Comparison of Group Means for Levator Muscle Morphology Analyses Between the Current Study and Similar Studies Using MRI

	Current Study: 12 Black and White Children (4–7 years old)	Perry (2011b): Four White Women (30–36 years old)	Ettema et al. (2002) 10 White Men and Women (21–53 years old)
Angle of origin (°)
Rest	60.04	58	63
/i/	54.25	48	53
/s/	5.60	44	52
Levator muscle length (mm)
Rest	32.9	44	45
/i/	29.53	37	40
/s/	28.41	36	37
Muscle contraction (%)
/i/	10.3	17	15
/s/	13.7	21	18

Clinical Implications

The findings of this study provide applications to clinical practice.
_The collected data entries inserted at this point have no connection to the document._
PR #437, opened 2018-11-27
Improve support for zero-width constructs

martijnbastiaan:
This PR adds support for zero-width constructs for `BitVector`, `Signed`, and `Unsigned`.

Includes some (very minor) fixes.

### DIFF
--- a/testsuite/Test/Tasty/Clash.hs
+++ b/testsuite/Test/Tasty/Clash.hs
@@ -256,6 +256,9 @@ ghdlMake path modName subdirs libs entName =
   (testName, test)
   where
     args = concat [ ["-m"]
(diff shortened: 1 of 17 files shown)


testsuite/Test/Tasty/Clash.hs
```diff
@@ -256,6 +255,9 @@ ghdlMake path modName subdirs libs entName =
   (testName, test)
   where
     args = concat [ ["-m"]
+               -- TODO: Detect GHDL version
+               -- Enable flags when running newer versions of GHDL.
```
christiaanb: Doesn't have to do with GHDL, but with the version of the (GCC) linker.

martijnbastiaan:
@christiaanb does that comment conclude your review?

PR #457, opened 2018-12-21
Inst parameters

### LINKED ISSUE #413: generic map for netlist declarations
Currently `InstDecl` in `Clash.Netlist.Types.Declaration` doesn't have a field for the "generic map" which means it can't be used to generate code that instantiates a generic component.

I propose an extra field is added to `InstDecl` of type `[(Expr, Expr)]` (or whatever this should be for generic map). So that `inst` will generate:

```
my_component : component my_component
  generic map (
   param => val
  )
  port map (...);
```

for the VHDL backend and the equivalent `#(parameters ...)` syntax for the Verilog backend.

cchalmers:
Closes #413

### DIFF
--- a/clash-lib/src/Clash/Netlist/Types.hs
+++ b/clash-lib/src/Clash/Netlist/Types.hs
@@ -135,6 +135,8 @@ data HWType
   -- that vector.
   | String
   -- ^ String type
+  | Integer
+  -- ^ Integer type
   | Bool
   -- ^ Boolean type
   | Bit
--- a/clash-lib/src/Clash/Netlist/Types.hs
+++ b/clash-lib/src/Clash/Netlist/Types.hs
@@ -22,7 +22,7 @@
 {-# OPTIONS_GHC -Wno-orphans #-}
 
 module Clash.Netlist.Types
-  ( Declaration (..,NetDecl)
+  ( Declaration (..,NetDecl, InstDecl)
   , module Clash.Netlist.Types
   )
 where
@@ -208,7 +208,7 @@ data Declaration
   -- * Type of the scrutinee
   --
   -- * List of: (Maybe expression scrutinized expression is compared with,RHS of alternative)
-  | InstDecl EntityOrComponent (Maybe Identifier) !Identifier !Identifier [(Expr,PortDirection,HWType,Expr)]
+  | InstDecl' EntityOrComponent (Maybe Identifier) !Identifier !Identifier [(Expr,HWType,Expr)] [(Expr,PortDirection,HWType,Expr)]
   -- ^ Instantiation of another component
   | BlackBoxD
       -- Primitive name:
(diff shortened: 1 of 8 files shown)


clash-lib/src/Clash/Netlist/Types.hs
```diff
@@ -206,7 +208,7 @@ data Declaration
   -- * Type of the scrutinee
   --
   -- * List of: (Maybe expression scrutinized expression is compared with,RHS of alternative)
-  | InstDecl EntityOrComponent (Maybe Identifier) !Identifier !Identifier [(Expr,PortDirection,HWType,Expr)]
+  | InstDecl' EntityOrComponent (Maybe Identifier) !Identifier !Identifier [(Expr,HWType,Expr)] [(Expr,PortDirection,HWType,Expr)]
```
martijnbastiaan: Could you add documentation?

clash-lib/src/Clash/Netlist/Types.hs
```diff
@@ -238,6 +240,15 @@ data WireOrReg = Wire | Reg
...
 instance NFData WireOrReg
 
+pattern InstDecl
+  :: EntityOrComponent
+  -> Maybe Identifier
+  -> Identifier
+  -> Identifier
+  -> [(Expr,PortDirection,HWType,Expr)]
+  -> Declaration
+pattern InstDecl eoc mi i2 i3 as = InstDecl' eoc mi i2 i3 [] as
```
martijnbastiaan: Is there a good reason to go with patterns here? As far as I can see, it adds an layer of abstraction with very little benefit. `InstDecl` is only used in ~10 locations, maybe you could just change those lines to include `[]`?

clash-lib/src/Clash/Netlist/Util.hs
```diff
@@ -379,6 +379,7 @@ typeSize :: HWType
          -> Int
 typeSize (Void {}) = 0
 typeSize String = 1
+typeSize Integer = 1
```
martijnbastiaan: I'm confused. Shouldn't this be whatever integer width Clash is provided through `-fclash-intwidth`? (Also see other comment)

clash-lib/src/Clash/Netlist/Types.hs
```diff
@@ -135,6 +135,8 @@ data HWType
   -- that vector.
   | String
   -- ^ String type
+  | Integer
+  -- ^ Integer type
```
martijnbastiaan: Why do we need `Integer` as a hwtype?

christiaanb: I guess the documentation should be extended that this `Integer` is for internal use only, and that it is not, nor should ever be used as the type representing the Haskell `Integer` type.

clash-lib/src/Clash/Netlist/Util.hs
christiaanb: Given that's internal use only, and doesn't actually a represent a Haskell `Int` or `Integer`, `0` is probably the better value. For historical reasons, the `typeSize` of `String` is `1`, but it should probably be made `0` as well.

This should be added as a comment.

clash-lib/src/Clash/Netlist/Types.hs
cchalmers: I did it this way because it's similar to how `InstDecl` is done. Also, even though this stuff is "internal", making this change would likely break code for anyone using the haskell blackbox api, which I wanted to avoid. But I'm not too fussed either way.

PR #970, opened 2019-12-14
Replace odd and even with clash specific Parity type class

### LINKED ISSUE #959: Index: Bug in even and odd
Hi again,

I'd like to report some bugs in 'even' and 'odd'. (Clash, version 1.0.1 (using clash-lib, version: 1.0.1))

    -- even :: Integral a => a -> Bool

    bug1 = even (0 :: Index 1)
    bug2 = even (0 :: Index 2)
    bug3 = even (1 :: Index 2)

Now bug1 gives

*** Exception: X: Clash.Sized.Index: result 2 is out of bounds: [0..0]
  errorX, called at src/Clash/Sized/Internal/Index.hs:255:13 in clash-prelude-1.0.1-BorHjli5pMX3STUvZInnYc:Clash.Sized.Internal.Index
  fromInteger_INLINE, called at src/Clash/Sized/Internal/Index.hs:249:16 in clash-prelude-1.0.1-BorHjli5pMX3STUvZInnYc:Clash.Sized.Internal.Index

You get similar errors for 'odd'.

Here's a possible fix:

    odd', even' :: (KnownNat n) => Index (n+1) -> Bool                         
    odd' = bitToBool . lsb . pack                                     
    even' = not . odd'

  * These errors are __extremely__ difficult to find because the error messages thrown do not refer to sections in the user's source file. If the error is caused by a statement/function call in a deeply nested where clause, you can only find the error by making the deeply nested statements top-level functions and play with these functions until you've found the cause. It can take very long before you know which statement is the cause...
  * I get similar errors like these a lot. They're usually caused by errors on my behalf. Finding them can take very long.
  * Is there any way you can introduce a flag which forces error messages to pin-point the cause of the error to a location in the user's source file?

TIA for your time.

Regards,

Paddy

rowanG077:
Fixes #959

### DIFF
--- a/CHANGELOG.md
+++ b/CHANGELOG.md
@@ -2,6 +2,9 @@
 
 ## 1.1.0
 * New features (API):
+  * `Clash.Class.Parity` type class replaces Prelude `odd` and `even` functions due
+    to assumptions that don't hold for Clash specific numerical types, see
+    [#970](https://github.com/clash-lang/clash-compiler/pull/970).
   * `NFDataX.ensureSpine`, see [#748](https://github.com/clash-lang/clash-compiler/pull/803)
   * `makeTopEntity` Template Haskell function for generating TopEntity annotations
     intended to cover the majority of use cases. Generation failures should either
--- a/clash-prelude/clash-prelude.cabal
+++ b/clash-prelude/clash-prelude.cabal
@@ -150,6 +150,7 @@ Library
                       Clash.Class.HasDomain.CodeGen
                       Clash.Class.HasDomain.Common
                       Clash.Class.Num
+                      Clash.Class.Parity
                       Clash.Class.Resize
 
                       Clash.Clocks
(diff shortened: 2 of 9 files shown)


rowanG077:
There is [Ones' complement](https://en.wikipedia.org/wiki/Ones%27_complement) but I don't think it's used in practice much.

martijnbastiaan:
Hmm, alright. I think a default implementation shouldn't silently return a wrong result, so I think we should stick to the 'mod 2` version.

rowanG077:
Then I would say a default implementation is not possible. It's not possible to tell in a generic way whether `2` fits in the type. I think it's best to just duplicate the code for the instances then.

You are worried about users using the default implementation? If so we could implement `even` and `odd` internally using `lsb` and just not have a default implementation.

martijnbastiaan:
> You are worried about users using the default implementation?

Basically. IMO default implementations should _never_ fail silently. 

Throwing a runtime error is not ideal, but at least users will notice quickly. So in my mind it might be a good compromise between code duplication / maintainabilty and being perfectly correct. This is by no means a hard line though, so if you believe having a bit of code duplication is better, I think we should roll with that :).

martijnbastiaan:
Thanks @rowanG077 !

PR #971, opened 2019-12-15
Fix Index n where n overflows an Int to 0 resulted in wrong behavior 

### LINKED ISSUE #964: SaturatingNum instance for Index has broken behavior when n overflows an Int to 0
The SaturatingNum instance of `Index` internally uses a case statement on the size of the index to choose a different implementation. It converts the size of the index to a `Int` which means if this `n` is large enough it can overflow and cause it to choose the wrong implementation.

example of wrong behavior:

```
satAdd SatWrap (0 :: Index 18446744073709551617) 1 -- results in 0 instead of 1 
```

This overflows because on my system `Int` is 64 bit. 

code is here:

https://github.com/clash-lang/clash-compiler/blob/6e626e462be63662b66e0592a3a6911994a8cfc3/clash-prelude/src/Clash/Sized/Internal/Index.hs#L281-L289

rowanG077:
Fixes #964.

### DIFF
--- a/CHANGELOG.md
+++ b/CHANGELOG.md
@@ -31,6 +31,8 @@
   * [#911](https://github.com/clash-lang/clash-compiler/pull/911): Add 'RenderVoid' option to blackboxes
 
 * Fixes issues:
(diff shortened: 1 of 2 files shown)


martijnbastiaan:
Thank you!

PR #989, opened 2020-01-08
 Ensure the result gets a new binder if it's renamed

### LINKED ISSUE #967: Naming registers disconnects their output
```haskell
topEntity x = setName @"myRegister" $ register @System (0::Int) x
```

```vhdl
entity topentity is
  port(-- clock
       \$dIP\  : in main_types.clk_system;
       \$dIP1\ : in boolean;
       -- reset
       \$dIP2\ : in main_types.rst_system;
       eta     : in signed(63 downto 0);
       result  : out signed(63 downto 0));
end;

architecture structural of topentity is
begin
  -- register begin 
  myregister_register : process(\$dIP\,\$dIP2\)
  begin
    if \$dIP2\ =  '1'  then
      myRegister <= to_signed(0,64);
    elsif rising_edge(\$dIP\) then
      if \$dIP1\ then
        myRegister <= eta;
      end if;
    end if;
  end process;
  -- register end
end;
```
The register blackbox uses the name `myRegister`, but there's no signal declared with this name.
Nor is it connected to the `result` out port.

And `delay` has the same issue.

christiaanb:
Fixes #967

### DIFF
--- a/clash-lib/src/Clash/Backend/SystemVerilog.hs
+++ b/clash-lib/src/Clash/Backend/SystemVerilog.hs
@@ -51,7 +51,8 @@ import           Clash.Annotations.BitRepresentation.Util
   (BitOrigin(Lit, Field), bitOrigins, bitRanges)
 import           Clash.Core.Var                       (Attr'(..))
 import           Clash.Backend
-import           Clash.Backend.Verilog                (bits, bit_char, encodingNote, exprLit, include, uselibs)
+import           Clash.Backend.Verilog
+  (bits, bit_char, encodingNote, exprLit, include, noEmptyInit, uselibs)
 import           Clash.Netlist.BlackBox.Types         (HdlSyn (..))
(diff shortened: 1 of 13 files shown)


clash-lib/src/Clash/Backend/SystemVerilog.hs
```diff
@@ -751,14 +753,15 @@ decl (NetDecl' noteM _ id_ tyE iEM) =
...
-    noEmptyInit d = do
-      d1 <- d
-      if isEmpty d1
-         then emptyDoc
-         else (space <> "=" <+> d)
-
 decl _ = return Nothing
 
+noEmptyInit :: SystemVerilogM Doc -> SystemVerilogM Doc
+noEmptyInit d = do
```
leonschoorl: Maybe reuse the one from the Verilog backend

leonschoorl:
The issue doesn't exist in 1.0.1

PR #993, opened 2020-01-09
Add rewrite rules to speed up synthesis of some Vec operations

### LINKED ISSUE #945: Rewrite rules for Vec Applicative Functor
As reported in https://groups.google.com/d/msgid/clash-language/fa0cce6f-662f-4423-acf7-61d15c46cafa%40googlegroups.com?utm_medium=email&utm_source=footer

```haskell
f <$> as <*> bs
```
results in slow synthesis (both Clash and Quartus), compared to:
```haskell
zipWith f as bs
```
That's because the former translates to:
```
zipWith ($) (map f as) bs
```
where we get intermediate `Vec` of type `(b -> c)`, which Clash is forced to unroll.

Perhaps we can use GHC rewrite rules to transform:
```haskell
zipWith ($) (map f as) bs  ==> zipWith f as bs
```
The strictness of both expressions is the same, so no issues there.

christiaanb:
Fixes #945

### DIFF
--- a/clash-prelude/src/Clash/Explicit/Signal.hs
+++ b/clash-prelude/src/Clash/Explicit/Signal.hs
@@ -145,6 +145,7 @@ can potentially introduce situations prone to meta-stability:
 
 {-# OPTIONS_GHC -fplugin=GHC.TypeLits.Normalise #-}
 {-# OPTIONS_GHC -fplugin=GHC.TypeLits.KnownNat.Solver #-}
+{-# OPTIONS_GHC -Wno-orphans #-}
 
 {-# OPTIONS_HADDOCK show-extensions #-}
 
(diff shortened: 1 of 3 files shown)


clash-prelude/src/Clash/Explicit/Signal.hs
```diff
@@ -898,3 +900,5 @@ convertReset clkA clkB (unsafeToHighPolarity -> rstA0) =
       (SAsynchronous, SSynchronous) ->
         delay clkB enableGen True $
           delay clkB enableGen True rstA1
+
+{-# RULES "sequenceAVecSignal" Clash.Sized.Vector.traverse# id = vecBundle# #-}
```
alex-mckenna: Is this actually better? `vecBundle#` is defined as `traverse# id`
Also, should this rule be defined in `Clash.Signal.Bundle`? Then it wouldn't be an orphan

christiaanb: It's better for synthesis because of this magic rule: 

https://github.com/clash-lang/clash-compiler/blob/264e5a4a7e0f818bae986ac20f8ea2b23f37a888/clash-ghc/src-ghc/Clash/GHC/GHC2Core.hs#L447

https://github.com/clash-lang/clash-compiler/blob/264e5a4a7e0f818bae986ac20f8ea2b23f37a888/clash-ghc/src-ghc/Clash/GHC/GHC2Core.hs#L979-L1004

Also, we can't define it in `Clash.Signal.Bundle`, because then  it gets applied in said module, and we end up with `vecBundle# = vecBundle#` (found this out during implementation of this PR)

No studies have examined the feasibility of using upright MRI imaging to assess the velopharyngeal area in young children. In cleft palate, the major muscle of interest is the levator. MRI enables direct visualization of the levator muscle. Traditional supine imaging has been associated with the feeling of claustrophobia, and children younger than 4 years have to be sedated. However, modifications to the imaging protocol, such as acclimating the subject to the process involved (through audio samples, rehearsals, and consistent reinforcement), can achieve successful results. In the present study, children as young as four years old were imaged without any sedation at rest and during speech tasks. MRI is a promising diagnostic tool for enabling presurgical decisions in young children (Perry et al., 2011; Kuehn et al., 2000).

Limitations of the Study

Although the magnetic resonance images were obtained with good resolution, motion artifacts were present. In instances where motion artifacts might have affected the image clarity for analysis, the scans were repeated. This was more evident on the sustained phonation tasks than for the scans taken at rest. Noise was noticeable on the sagittal and oblique coronal images. However, the levator muscle sling and the velar muscle boundaries could still be identified. It is likely that the scan time needs to be reduced to less than 5 seconds to be applicable to younger (3–4 years old) populations. There is a trade-off, however, between spatial and temporal resolution that must be addressed to provide a more useful clinical protocol. Poor image quality can lead to less clear anatomic boundaries, which may not be useful when there is just a small gap. Another limitation of the study is the unequal division of subjects on the basis of race. There were more black subjects than white subjects; however, Perry et al (2013) reported no racial differences for the levator muscle length and angle of origin.